I've looked at a pull behind spreader with a 125 lb capacity at a local farm supply store. They also offer a 175# capacity model, but did not have one on display. I forgot what brand it was, but is seemed to be built ok.

Will a hitch mounted (wheel-less) model throw fertilizer into the back of the tractor? All those nooks and crannies in the back of my 2210's tranny look like good fertilizer catchers.


----------



## Argee (Sep 17, 2003)

> _Originally posted by MowHoward2210 _
> *
> Will a hitch mounted (wheel-less) model throw fertilizer into the back of the tractor? All those nooks and crannies in the back of my 2210's tranny look like good fertilizer catchers. *


No....they throw it out the sides and rear of the spreader...I have a 175lb unit and it works great!


----------



## Live Oak (Dec 22, 2003)

> _Originally posted by MowHoward2210 _
> *Looking for a fertilizer/seed spreader. Does anybody know the pros and cons between a pull -behind (wheeled) rotary spreader and a 3pt hitch mounted spreader?
> 
> I don't want to try to fertilize or seed 4 or 5 acres with my Scotts SpeedyGreen rotary spreader.
> ...


Mow, I would suggest the 3 pt. broadcast pto spreader. I did the about 4 acres with a Scotts push hand spreader last month......NEVER again! That was too much work to spread 2,500 lbs. of fertilizer. Took me about 12 hours to spread it all. The second batch of 1,200 lbs. I spread with the pto spreader. My Scotts would hold only 50 lbs. at a time. My Cosmo spreader holds 500 lbs. I loaded the spreader twice and had the job done in just under 2 hours. A word of CAUTION be VERY careful on slopes with the hopper full of fertilizer as it seriously raises the center of gravity of the tractor and makes it VERY easy to roll. Use a 1/4 to 1/3 full hopper on steep slopes. I came very close to rolling on a slope when I had the hopper full with 500 lbs. in it. I gently backed off the slope and came back when I had lowered the level spreading elsewhere. Works really well. Slings fertilizer about 40 ft. evening behind the tractor. Be sure to immediately wash it out afterwords and spray some type of corrosion prevention compound to prevent corrosion from the ammonium nitrate. It is HIGHLY corrosive! The cheapest I have seen spreaders is in the Agri Supply catalog AgriSupply . They were selling for $256.95 for the 350 lb. capacity spreader and $266.95 for the $500 lb. capacity spreader. I would recommend the 350 lb. spreader for your 2210 Mow. I purchased a spreader for my friend who has a Kubota B2400 and the 350 lb. capacity spreader worked real nice for him. The 500 lb. spreader would have been too big.
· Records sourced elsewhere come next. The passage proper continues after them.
PR #391, opened 2021-03-24
Use Maven Publish Plugin for the core module

Andati:
**Description:**
Add support to publish core.
You can publish core locally via command: `./gradlew :core:publishToMavenLocal` to include in your project for local testing

**Type**
Builds


jingtang10:
Hi @Andati is this ready for review? thanks!

Andati:
@jingtang10 I see that the master has changed, let me update the pr first

core/build.gradle.kts
```diff
@@ -2,6 +2,33 @@ plugins {
...
+          licenses {
+            license {
+              name.set("The Apache License, Version 2.0")
+              url.set("http://www.apache.org/licenses/LICENSE-2.0.txt")
+            }
+          }
+        }
+      }
+    }
+  }
```
s-ayush2903, line 31: Maybe we can extract it out as a common functionality(like [SpotlessConfig](https://github.com/google/android-fhir/blob/master/buildSrc/src/main/kotlin/SpotlessConfig.kt#L21), and rename file to `BuildConfig.kt` or something more semantic), as the config is nearly same to that of dc; 
https://github.com/google/android-fhir/blob/b337529fcbac32556c580bdd79b4aca43b9feaeb/datacapture/build.gradle.kts#L18-L37

Thoughts?

s-ayush2903: Ah, I referred to extracting the publishing method in  `afterEvaluate{}`, not everything

jingtang10: We can. Not a high priority though.

jingtang10 (approved):
Thanks @Andati! Can you please rename the PR title to "Use Maven Publish Plugin for the core module" to be more exact?

Issue #57, opened 2020-06-02
[Backlog] Investigate using DSL in Kotlin for search


jingtang10:

s-ayush2903:
I would like to work on this issue.

PR #395, opened 2021-03-26
Rewrite the search API in Kotlin DSL

jingtang10:

**Fixes** #57 

**Description**
Use Kotlin DSL for the search API.

Before

```
fhirEngine
  .search()
  .of(Patient::class.java)
  .filter(string(Patient.ADDRESS_CITY, ParamPrefixEnum.EQUAL, "NAIROBI"))
  .sort(stringSort(Patient.GIVEN, true))
  .limit(10)
  .skip(10)
  .run()
```

After
```     
fhirEngine.search<Patient> {
  filter(Patient.ADDRESS_CITY) {
    prefix = ParamPrefixEnum.EQUAL
    value = "NAIROBI"
  }
  sort(Patient.GIVEN, Order.ASCENDING)
  count = 10
  from = 10
}
```

Improvements:
- use Kotlin DSL to achieve the idiomatic Kotlin style
- more concise APIs that maintain type-safety (e.g. no need to specify `string` type in `filter` API any more but `string` type will be inferred from the search parameter provided)
- reified type parameter makes the function call more concise (can use reified generic type to infer type without passing the type parameter explicitly)
- reworked the API naming to move away from SQL terms, e.g. `size` instead of `limit` and `from` instead of `skip`

**Alternative(s) considered**
Existing APIs are signficantly improved by Kotlin DSL for reasons mentioned above.

**Type**
Feature

**Checklist**


core/src/main/java/com/google/android/fhir/search/MoreSearch.kt
```diff
@@ -0,0 +1,90 @@
...
+import org.hl7.fhir.r4.model.Resource
+import org.hl7.fhir.r4.model.ResourceType
+
+suspend fun <R : Resource> Search.run(database: Database): List<R> {
+  return database.search(getQuery())
+}
+
+fun Search.getQuery(): SearchQuery {
+  val filterQuery =
+    (stringFilters.map { it.query(type!!) } + referenceFilter.map { it.query(type!!) }).intersect()
```
s-ayush2903, line 29: We can avoid double bang/potential crash using null safety: 
```kotlin
val filterQuery = type?.let { (stringFilters.map { it.query(type) } + referenceFilter.map { it.query(type) }).intersect() }
```

Not a review just a point you might have missed :sweat_smile:, as this was the reason for reference application to crash- presence of so many double bangs

jingtang10: Thanks - I've made `type` non-nullable now.

pld (approved):
awesome

core/src/main/java/com/google/android/fhir/search/MoreSearch.kt
```diff
@@ -0,0 +1,104 @@
...
+ * limitations under the License.
+ */
+
+package com.google.android.fhir.search
+
+import com.google.android.fhir.db.Database
+import org.hl7.fhir.r4.model.Resource
+import org.hl7.fhir.r4.model.ResourceType
+
+suspend fun <R : Resource> Search.run(database: Database): List<R> {
```
yigit, line 23: lets use `execute` or `executeWith` instead of `run`.

core/src/main/java/com/google/android/fhir/search/MoreSearch.kt
```diff
@@ -0,0 +1,104 @@
...
+
+fun Search.getQuery(): SearchQuery {
+  val filterQuery =
+    (stringFilters.map { it.query(type) } + referenceFilter.map { it.query(type) }).intersect()
+
+  val queryBuilder = StringBuilder()
+  queryBuilder.appendLine(
+    """
+    SELECT a.serializedResource
+    FROM ResourceEntity a${sort?.let {
```
yigit, line 35: better to move this to a variable since it is not very readable as inline

core/src/main/java/com/google/android/fhir/search/MoreSearch.kt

Don't forget to check out our advertising sponsor Corriher. They sell spreaders for about the same price. Shipping was about $60 last I checked. Make sure you tell them you got the info. here on tractor forum. :thumbsup:


----------



## MowHoward2210 (Nov 2, 2003)

Thanks for the good advice guys.
Chief, I am waiting on a reply from Corriher on shipping costs for a 4ft box scraper, and a core aerator. I'm shopping around, but if I buy from them I will reference TF.


----------



## Live Oak (Dec 22, 2003)

> _Originally posted by MowHoward2210 _
> *Thanks for the good advice guys.
> Chief, I am waiting on a reply from Corriher on shipping costs for a 4ft box scraper, and a core aerator. I'm shopping around, but if I buy from them I will reference TF. *


Since you are buying the other implements, I would suggest you get the spreader from Corriher as well and aske them for a discount since you purchased 3 items. They offered me a discount if I purchased two spreaders but they were out of them at the time I wanted to order. They are really good folks to deal with! :thumbsup:


----------



## MowHoward2210 (Nov 2, 2003)

Good idea, Chief. Thanks.


----------



## Live Oak (Dec 22, 2003)

Better hurry up though, it is getting kinda late in the season to put down fertilizer. Don't wait too much longer, as it get warmer the rain is not as much as in Spring and the ammonium nitrate can burn grass up.


----------



## MowHoward2210 (Nov 2, 2003)

Yep, I've already got that on my worry list, Chief. It is currently number 73 on the list.


----------



## Live Oak (Dec 22, 2003)

Your list sounds just like mine!   But you must have been working pretty hard on your list cause mine seems to stay at 1,001 things to do!   :lmao: :lmao: :lmao: :spinsmile :tractorsm


----------



## Ingersoll444 (Sep 17, 2003)

> _Originally posted by Chief _
> *Your list sounds just like mine!   But you must have been working pretty hard on your list cause mine seems to stay at 1,001 things to do!   :lmao: :lmao: :lmao: :spinsmile :tractorsm *


No he said the WORRY list. The "to do" list is ALWAYS longer. Thank God for that I guess.


----------



## Ingersoll444 (Sep 17, 2003)

I am doing the same thinking of spreaders. I also have a small walk behind one, but with about 3 acres of grass now, and maybe a little more when I get to brushcutting, it just is not going to cut it. Of corse the wife says"it will work, we don't need another" well SHE is not the one that will be doing it.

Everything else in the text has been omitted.